Thursday, July 31, 2008

Doggerel #160: "We Got More Famous People on Our Side!"

Welcome back to "Doggerel," where I ramble on about words and phrases that are misused, abused, or just plain meaningless.

Well, this doesn't happen all that often, but my brother and I currently agree PZ messed up on a recent post. Should have put some of his comments in the main post for one. Anyway, for those who don't read the comments, the atheism of a lot of those figures is quite debatable. The underlying problem, though, is a bit more fundamental. A little ego-stroking preaching to the choir on occasion can do a little good in rallying the troops and insert other cliches...

But it doesn't matter how many famous people agree with you. What matters is why they agree with you: Are your arguments sound? Does the evidence support your stance? Does your theory make accurate predictions? If you're supporting a null hypothesis, are your opponents' arguments consistently flawed and/or unsupported by evidence?
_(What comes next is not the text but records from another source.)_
PR #80, opened 2017-02-11
Fix csv chunking and memory issues

rdlester:
For some reason, my new computer seems to harshly enforce memory constraints when running Docker. Both import-pluto and import-dob-violations died before completion, with nothing but a "Killed" printed to the terminal for explanation. Reducing the memory used by both scripts (by using csv import chunking and rewriting the csv concatenation routine) allowed them to run successfully.

I also noticed that csv chunking was totally broken; everyone probably needs to re-run import-311.

### DIFF
--- a/data-imports/import-pluto.py
+++ b/data-imports/import-pluto.py
@@ -239,6 +239,7 @@ def import_csv(args):
     chunk_size = 5000
     max_column_size = 255
     date_format = "%m/%d/%Y"
+    csv_chunk_size = 250000
 
     hpd_csv2sql(
                 description,
@@ -253,6 +254,7 @@ def import_csv(args):
                 chunk_size,
                 max_column_size,
                 date_format=date_format,
+                csv_chunk_size=csv_chunk_size
                )
 
 
--- a/data-imports/import-dob-violations.py
+++ b/data-imports/import-dob-violations.py
@@ -97,6 +97,7 @@ def import_csv(args):
     chunk_size = 5000
     max_col_len = 255
     date_format = "%Y%m%d"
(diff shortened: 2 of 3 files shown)


data-imports/import-pluto.py
```diff
@@ -229,7 +229,7 @@ def import_csv(args):
 
         sys.stdout.write("\rConcatenating Pluto boro csvs....")
         pluto_csv_files_dir = os.path.join(csv_dir, "BORO_zip_files_csv")
-        pandas_concat_csv(pluto_csv_files_dir, csv_file)
+        simple_concat_csv(pluto_csv_files_dir, csv_file)
```
chrishenry: Hmm, simply concat'ing the pluto files together resulted in some oddities. If I recall correctly, the columns don't line up across pluto files, and using pandas to concat resolved it. @jpfreeley and @mcleanalec, does that sound right?

After you re-imported, did you see any issues?

chrishenry: @jpfreeley @mcleanalec

rdlester: The issue with Pluto, as mentioned to me by Ziggy, is that the schema changes on an almost yearly basis. A quick look over the CSVs didn't reveal any differences but I didn't look super closely.

Part of the reason I was running into these memory issues was I had Docker set to cap out at 2GB; I ran into a similar issue with the web stuff and got around it by lifting the cap to 4GB.

I'll undo the pluto CSV concat change for now. I think the real best solution is to actually import each year individually.

rdlester: Done.

PR #87, opened 2017-02-13
Rename Geoclient env vars to match official API wording

rdlester:
I set myself up with a Geoclient API key today. The mismatch b/w wording on the official API page and the .env.example vars was a little confusing, so I've changed our vars to match the official names.


chrishenry:
:+1:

Yeah, it fills me with pride when I find out some great guy from the history books had atheistic, scientific, or whatever leanings. Nothing wrong with that. Please whack me with a rolled-up newspaper if I start using that as a premise in an argument, though, because that's not how arguments are won. Yeah, you can bring it up once in a while to make us feel better, but don't do it too often, and don't bother using the same method as a counterattack to a woo/fundie counterpart.

3 comments:

King of Ferrets said...

Yeah; I thought of the same thing as soon as I saw that.

Tom Foss said...

The thing PZ's post and the (flawed) poster reveals, though, is the host of problems involved in assigning labels to people. On one hand, it's probably best and easiest to use the labels that those people applied to themselves--and so Paine and Jefferson are Deists, Einstein's a pantheist, and Sagan's an agnostic.

On the other hand, the term "atheist" has a fairly specific meaning that many misunderstand. It is, simply, the absence of theism (belief in a god or gods); everything that is not theistic is, by definition, atheistic. And in that regard, a lot (if not all) of those people are, in fact, atheists.

Take Sagan, for instance. His position was that he does not believe in God because he has seen no evidence for it. He calls himself an "agnostic," but gnosticism and agnosticism address knowledge, not belief. That he does not believe in God makes him an atheist--specifically, an agnostic atheist, one who does not know if there is a God, and does not believe in one.

The matter of deism is trickier; it rejects (for the most part) a personal God, as does Einsteinian pantheism. Where does that fall on the spectrum?

The problem here is not necessarily that these people were not atheists, but that they did not call themselves atheists. From an outside perspective, we can't know what they actually believed outside of what they said. And yet, from that same perspective, we may be able to apply labels accurately that they would have rejected for various reasons.

And that's why understanding the meanings of words is so important.

King Aardvark said...

It gets even worse when you consider that, even if they do inwardly consider themselves atheists, that, due to the stigma attached to the word, they might not label themselves as atheists in public. Then you really have no idea what they actually are.